The median age in the city was 48.9 years. 23.4% of residents were under the age of 18; 4.1% were between the ages of 18 and 24; 17.5% were from 25 to 44; 22.5% were from 45 to 64; and 32.3% were 65 years of age or older. The gender makeup of the city was 48.2% male and 51.8% female.

===2000 census===
As of the 2000 census, there were 857 people, 367 households and 238 families residing in the city. The population density was 616.80 PD/sqmi. There were 420 housing units at an average density of 302.28 /sqmi. The racial makeup of the city was 98.83% White, 0.00% African American, 0.00% Native American, 0.35% Asian, 0.00% Pacific Islander, 0.23% from some other races and 0.58% from two or more races. Hispanic or Latino people of any race were 0.47% of the population.

There were 367 households, of which 22.3% had children under the age of 18 living with them, 58.0% were married couples living together, 4.9% had a female householder with no husband present, and 35.1% were non-families. 31.6% of all households were made up of individuals, and 19.3% had someone living alone who was 65 years of age or older.
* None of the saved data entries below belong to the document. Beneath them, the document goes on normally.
PR #489, opened 2022-01-12
bug 2039670: Create the PDB dynamically so it does not get created on the SNO topology

ingvagabund:
Builds on top of https://github.com/openshift/library-go/pull/1246 and WithIsSNOCheck from https://github.com/openshift/library-go/pull/1238.

### DIFF
--- a/pkg/operator/starter.go
+++ b/pkg/operator/starter.go
@@ -20,6 +20,7 @@ import (
 	"github.com/openshift/library-go/pkg/operator/events"
 	"github.com/openshift/library-go/pkg/operator/genericoperatorclient"
 	"github.com/openshift/library-go/pkg/operator/staleconditions"
+	"github.com/openshift/library-go/pkg/operator/staticpod/controller/guard"
 	"github.com/openshift/library-go/pkg/operator/staticpod/controller/revision"
 	"github.com/openshift/library-go/pkg/operator/status"
 	"github.com/openshift/library-go/pkg/operator/v1helpers"
@@ -210,7 +211,35 @@ func RunOperator(ctx context.Context, controllerConfig *controllercmd.Controller
 					"v3.11.0/openshift-apiserver/svc.yaml",
 					"v3.11.0/openshift-apiserver/sa.yaml",
 					"v3.11.0/openshift-apiserver/trusted_ca_cm.yaml",
+				},
+			},
+			{
+				Files: []string{
 					"v3.11.0/openshift-apiserver/pdb.yaml",
+				},
+				ShouldCreateFn: func() bool {
+					isSNO, precheckSucceeded, err := guard.IsSNOCheckFnc(configInformers.Config().V1().Infrastructures())()
+					if err != nil {
+						klog.Errorf("IsSNOCheckFnc failed: %v", err)
+						return false
+					}
+					if !precheckSucceeded {
+						klog.V(4).Infof("IsSNOCheckFnc precheck did not succeed, skipping")
+						return false
+					}
+					return !isSNO
+				},
+				ShouldDeleteFn: func() bool {
+					isSNO, precheckSucceeded, err := guard.IsSNOCheckFnc(configInformers.Config().V1().Infrastructures())()
+					if err != nil {
+						klog.Errorf("IsSNOCheckFnc failed: %v", err)
+						return false
+					}
+					if !precheckSucceeded {
+						klog.V(4).Infof("IsSNOCheckFnc precheck did not succeed, skipping")
+						return false
+					}
+					return isSNO
 				},
 			},
 		},
--- a/go.mod
+++ b/go.mod
@@ -9,7 +9,7 @@ require (
 	github.com/openshift/api v0.0.0-20211209135129-c58d9f695577
 	github.com/openshift/build-machinery-go v0.0.0-20211213093930-7e33a7eb4ce3
 	github.com/openshift/client-go v0.0.0-20211209144617-7385dd6338e3
-	github.com/openshift/library-go v0.0.0-20220117173518-ca57b619b5d6
+	github.com/openshift/library-go v0.0.0-20220119122101-7e1811fdb665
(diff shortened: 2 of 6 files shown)


pkg/operator/starter.go
```diff
@@ -152,6 +153,8 @@ func RunOperator(ctx context.Context, controllerConfig *controllercmd.Controller
 		statusControllerOptions = append(statusControllerOptions, apiservercontrollerset.WithStatusControllerPdbCompatibleHighInertia("APIServer"))
 	}
 
+	infraLister := configInformers.Config().V1().Infrastructures().Lister()
```
p0lyn0mial, line 156: unused?

ingvagabund: Used in `guard.IsSNOCheckFnc(infraLister)()` on lines 223 and 230

p0lyn0mial: ah, sorry, it is used on line 223 and 230

pkg/operator/starter.go
```diff
@@ -210,8 +213,26 @@ func RunOperator(ctx context.Context, controllerConfig *controllercmd.Controller
...
 					"v3.11.0/openshift-apiserver/sa.yaml",
 					"v3.11.0/openshift-apiserver/trusted_ca_cm.yaml",
+				},
+			},
+			{
+				Files: []string{
 					"v3.11.0/openshift-apiserver/pdb.yaml",
 				},
+				ShouldCreateFn: func() bool {
+					isSno, err := guard.IsSNOCheckFnc(infraLister)()
```
p0lyn0mial, line 223: okay, so it will conditionally create the pdb.yaml based on the current plantform

pkg/operator/starter.go
p0lyn0mial: do we have to wait for `infraLister` to be initialized?

pkg/operator/starter.go
```diff
@@ -210,8 +213,26 @@ func RunOperator(ctx context.Context, controllerConfig *controllercmd.Controller
...
+					if err != nil {
```
p0lyn0mial, line 224: would it make sense to log the error?

pkg/operator/starter.go
ingvagabund: Initialized at https://github.com/openshift/cluster-openshift-apiserver-operator/blob/master/pkg/operator/starter.go#L319

pkg/operator/starter.go
```diff
@@ -321,6 +342,8 @@ func RunOperator(ctx context.Context, controllerConfig *controllercmd.Controller
 	migrationInformer.Start(ctx.Done())
 	apiextensionsInformers.Start(ctx.Done())
 
+	configInformers.WaitForCacheSync(ctx.Done())
```
p0lyn0mial, line 345: oh, it will block all the other controllers. How about extending the `IsSNOCheckFnc` function to accept `HasSynced` instead?

p0lyn0mial: we could simply return `false` before the informer has synced.

p0lyn0mial: and then maybe we could log "real" errors in https://github.com/openshift/cluster-openshift-apiserver-operator/pull/489/files#r782969351

p0lyn0mial: wdyt ?

pkg/operator/starter.go
ingvagabund: Adding klog.Errorf

pkg/operator/starter.go
ingvagabund: Extending the create/delete functions with `infraInformer.HasSynced()` check.

pkg/operator/starter.go
```diff
@@ -210,8 +214,34 @@ func RunOperator(ctx context.Context, controllerConfig *controllercmd.Controller
...
 					"v3.11.0/openshift-apiserver/sa.yaml",
 					"v3.11.0/openshift-apiserver/trusted_ca_cm.yaml",
+				},
+			},
+			{
+				Files: []string{
 					"v3.11.0/openshift-apiserver/pdb.yaml",
 				},
+				ShouldCreateFn: func() bool {
+					if !infraInformer.HasSynced() {
```
p0lyn0mial, line 224: I'd replace with `configInformers.Config().V1().Infrastructures().Informer().HasSynced()`. No need to intro a new variable.

pkg/operator/starter.go
```diff
@@ -210,8 +214,34 @@ func RunOperator(ctx context.Context, controllerConfig *controllercmd.Controller
...
+						klog.Errorf("IsSNOCheck failed: %v", err)
+						return false
+					}
+					return !isSno
+				},
+				ShouldDeleteFn: func() bool {
+					if !infraInformer.HasSynced() {
+						return false
+					}
+					isSno, err := guard.IsSNOCheckFnc(infraLister)()
```
p0lyn0mial, line 238: same here, I'd just `configInformers.Config().V1().Infrastructures().Lister()`

pkg/operator/starter.go
p0lyn0mial: please remove this line

pkg/operator/starter.go
```diff
@@ -152,6 +153,9 @@ func RunOperator(ctx context.Context, controllerConfig *controllercmd.Controller
 		statusControllerOptions = append(statusControllerOptions, apiservercontrollerset.WithStatusControllerPdbCompatibleHighInertia("APIServer"))
 	}
 
+	infraLister := configInformers.Config().V1().Infrastructures().Lister()
+	infraInformer := configInformers.Config().V1().Infrastructures().Informer()
```
p0lyn0mial, line 157: it could be removed if we do https://github.com/openshift/cluster-openshift-apiserver-operator/pull/489/files#r783729064

pkg/operator/starter.go
ingvagabund: Done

The average household size was 2.24 and the average family size was 2.82.

Age distribution was 22.1% under the age of 18, 3.7% from 18 to 24, 18.7% from 25 to 44, 22.3% from 45 to 64, and 33.3% who were 65 years of age or older. The median age was 50 years. For every 100 females, there were 90.9 males. For every 100 females age 18 and over, there were 85.6 males.
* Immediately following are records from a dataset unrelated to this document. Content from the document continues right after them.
PR #494, opened 2022-03-25
Bug 2066886: make apiserver readiness probe honor readyz

deads2k:
This also uses a startup probe instead of a long initial delay seconds for livez and instead of excessive failure thresholds for readiness.

/assign @tkashem

### DIFF
--- a/bindata/v3.11.0/openshift-apiserver/deploy.yaml
+++ b/bindata/v3.11.0/openshift-apiserver/deploy.yaml
@@ -115,17 +115,35 @@ spec:
         - mountPath: /var/log/openshift-apiserver
           name: audit-dir
         livenessProbe:
-          initialDelaySeconds: 30
           httpGet:
             scheme: HTTPS
             port: 8443
             path: healthz
+          initialDelaySeconds: 0
+          periodSeconds: 10
+          timeoutSeconds: 1
+          successThreshold: 1
+          failureThreshold: 3
         readinessProbe:
-          failureThreshold: 10
+          httpGet:
+            scheme: HTTPS
+            port: 8443
+            path: readyz
+          initialDelaySeconds: 0
+          periodSeconds: 5
+          timeoutSeconds: 1
+          successThreshold: 1
+          failureThreshold: 1
+        startupProbe:
           httpGet:
             scheme: HTTPS
             port: 8443
             path: healthz
+          initialDelaySeconds: 0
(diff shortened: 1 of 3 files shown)


bindata/v3.11.0/openshift-apiserver/deploy.yaml
```diff
@@ -115,17 +115,23 @@ spec:
...
+            scheme: HTTPS
+            port: 8443
+            path: readyz
+          periodSeconds: 5
+        startupProbe:
           httpGet:
             scheme: HTTPS
             port: 8443
             path: healthz
+          failureThreshold: 150
```
tkashem, line 133: `1500s`  before the startup probe fails, when does the startup probe start ticking, when the container process starts running?

bindata/v3.11.0/openshift-apiserver/deploy.yaml
```diff
@@ -115,17 +115,23 @@ spec:
         - mountPath: /var/log/openshift-apiserver
           name: audit-dir
         livenessProbe:
-          initialDelaySeconds: 30
           httpGet:
             scheme: HTTPS
             port: 8443
             path: healthz
         readinessProbe:
-          failureThreshold: 10
```
tkashem, line 124: the default is `3`, so it will take `15s` to deem it unready. 

we also have these related settings:
```
  shutdown-delay-duration:
  - 10s # give SDN some time to converge
  shutdown-send-retry-after:
  - "true"
```
https://github.com/openshift/cluster-openshift-apiserver-operator/blob/master/bindata/v3.11.0/config/defaultconfig.yaml#L17-L20

then we should change `shutdown-delay-duration` to `20s` maybe? 15s for pod ready to be fale and then endpoint controller to remove the pod IP

tkashem (commented):
nit: can we also list the fields that we are leaving as defaults? it's easier to do the timeout calculation easily then. 
default values:

```
initialDelaySeconds: 0s
periodSeconds: 10s
timeoutSeconds: 1s
successThreshold: 1
failureThreshold: 3
```
source: https://kubernetes.io/docs/tasks/configure-pod-container/configure-liveness-readiness-startup-probes/

tkashem:
/retitle Bug 2066886: make apiserver readiness probe honor readyz

tkashem:
/lgtm

Thanks David!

The median household income was $28,167, and the median family income was $36,042. Males had a median income of $28,036 versus $20,000 for females. The per capita income for the city was $16,208. About 5.9% of families and 8.8% of the population were below the poverty line, including 5.4% of those under age 18 and 15.3% of those age 65 or over.

==Education==
The Napoleon Public School District 2
- Napoleon High School

The area is served by the Napoleon Public School District 2. It operates the Napoleon School. In the 2025-26 academic year, the district reported a total of 252 students.